If the GH helps us grow, then why do we stop growing at a certain point? The reason why none of us are twenty feet tall is because once the growth plates in the epiphyses have fused — a process known as epiphysiodesis — growth is stopped and height does not increase.
When the pituitary gland produces too little GH, it can result in poor growth in children and often leads to a shorter stature than their peers. In adults, it can cause a reduced sense of wellbeing psychologically, increased fat, and an elevated risk of heart disease and weak heart, muscles and bones. Therefore, it is especially important to diagnose GH deficiency in children to maximize the proper amount of growth and to benefit them psychologically as well.

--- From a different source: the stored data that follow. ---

PR #112, opened 2026-04-17
feat: add in-memory pricing catalog for LLM cost reporting

alenkacz:
## Summary

Adds an in-memory pricing catalog for LLM cost reporting in the AI Gateway. Pricing is embedded directly in each provider's `ModelDefinition` — when you add a model, you define its pricing alongside capabilities and constraints. This makes it impossible for models and pricing to drift apart.

### What's in the catalog

| Provider | Models | Notes |
|----------|--------|-------|
| **OpenAI** | 21 | GPT-5.x family, GPT-4.x, o-series |
| **Anthropic** | 7 | Claude Sonnet/Opus/Haiku 4.1–4.7, with cache write pricing (5m/1h TTL) |
| **Google** | 7 | Gemini 2.0–3.1, tiered pricing for Pro models (≤200k vs >200k context) |
| **Bedrock** | 6 | Claude on Bedrock (uniform pricing across regions), with cache write pricing |

### Key design decisions

- **Microcents (int64)** — All prices stored as microcents per million tokens (1 cent = 1,000,000 microcents). Avoids float precision loss across cost aggregation pipelines. Sub-cent prices like \$0.005/M are represented exactly as \`500_000\`.
- **Pricing embedded in ModelDefinition** — \`ModelPricing()\` per provider derives from \`supportedModels\`, so it's impossible for pricing and models to drift apart. \`TestAllModelsHavePricing\` in each provider fails CI if any model has zero pricing.
- **Tiered pricing** — Google Gemini Pro models charge differently based on context length (≤200k vs >200k). \`Info.Tiers\` + \`CalculateCost()\` select the correct tier based on \`inputTokens + cachedTokens\`.
- **Anthropic cache write pricing** — \`AnthropicPricing\` struct with \`CacheWrite5mPerMillion\` (1.25× input, default) and \`CacheWrite1hPerMillion\` (2× input, extended). \`CacheWriteRate(ttl)\` accessor returns the correct rate for \`\"5m\"\` or \`\"1h\"\`. Returns 0 for non-Anthropic models (OpenAI cache writes are free, Google charges per-hour storage).
- **Catalog version hash** — \`Catalog.Version()\` returns a deterministic SHA256 content hash (16 hex chars). Used to tag spending events so you can determine which catalog version priced a given event.
- **\`EffectiveFrom\`** — Supports historical rate lookups. When multiple rates exist for a model, the correct rate is selected by comparing \`EffectiveFrom\` against the event timestamp.

### Pricing accuracy gaps (known, documented)

- **Cache TTL extraction** — The hook defaults to 5m TTL. Extracting actual TTL from request body is deferred (P2).
- **Region-based pricing** — Bedrock Anthropic models have uniform pricing across regions. Non-Anthropic Bedrock models (future) may have regional differences.
- **Priority/speed variants** — Anthropic \`speed: \"fast\"\` currently has identical pricing. No impact today.
- **Bedrock model coverage** — Only Anthropic Claude models. Llama, Mistral, etc. are not yet covered.
- **Staleness detection** — Planned: integration tests that query provider model-listing APIs weekly and open issues when new models appear.

## Test plan

- [x] \`pricing/\` package: catalog lookup, cost calculation, tiered pricing, cache write pricing (5m/1h), nil Anthropic handling, version hash determinism, multi-provider merging
- [x] \`TestAllModelsHavePricing\` per provider — every model must have non-zero input/output pricing
- [x] Anthropic/Bedrock tests enforce \`AnthropicPricing\` sub-struct with both cache write rates
- [x] \`TestModelPricingMatchesModels\` per provider — 1:1 coverage between \`supportedModels\` and \`ModelPricing()\`
- [x] Verified integration from cloudv2 aigw spending hook via replace directive


alenkacz:
@claude review

pricing/pricing.go
```diff
@@ -0,0 +1,143 @@
...
+package pricing
+
+// Info holds pricing for a model. Embed this in provider ModelDefinition
+// structs so pricing is defined alongside capabilities.
+// All prices are in microcents per million tokens.
+//
+// For tiered models, set only Tiers — the flat fields (InputPerMillion etc.)
+// are automatically populated from the first (lowest) tier when building
+// a Catalog. For flat-rate models, set the flat fields and leave Tiers nil.
+type Info struct {
```
weeco, line 53: There are a couple more provider specific costs. How can we model them? For example:
- Regions
- Variants such as fast/priority or batch
- Explicit Cache writes for different durations

alenkacz:
@claude review

pricing/pricing.go
alenkacz: we agreed on omitting regions. I added fast, we don't support batch right now (we can add later). Added cache writes (anthropic specific)

birdayz (approved):

birdayz:
+1 / merged to unblock - if there's any further issues, let's solve it afterwards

GH deficiency is marked by factors such as a younger-looking face, impaired hair growth, delayed puberty, and stunted height development after the child's third birthday. However, GH deficiency does not impact a child's intelligence.
To diagnose GH deficiency, a physician (most notably an endocrinologist) will check for conditions such as normal variations of growth, such as familial short stature, disorders such as thyroid deficiency or kidney disease, and genetic conditions.
The physician may also have the child take medical tests, such as blood tests, X-ray scans, CT scans, and MRI scans. Conducting blood tests allows for a measurement of growth hormone and other related hormone levels. X-ray scans allow for an estimation of the child's bone age when often times with delayed puberty, the bone age is younger than the calendar age. CT scans provide more detailed images than X-rays and MRI scans use large magnets and a computer to produce detailed images of the tissues in the body.
Treatment for GH Deficiency
Treatment is usually done through administering daily injections of synthetic growth hormone. Response to this treatment varies among children. Not all children respond well to the synthetic GH, and it does not make the child taller than his/her parents. Generally, results show three to four months after the initial treatment and lasts until late puberty.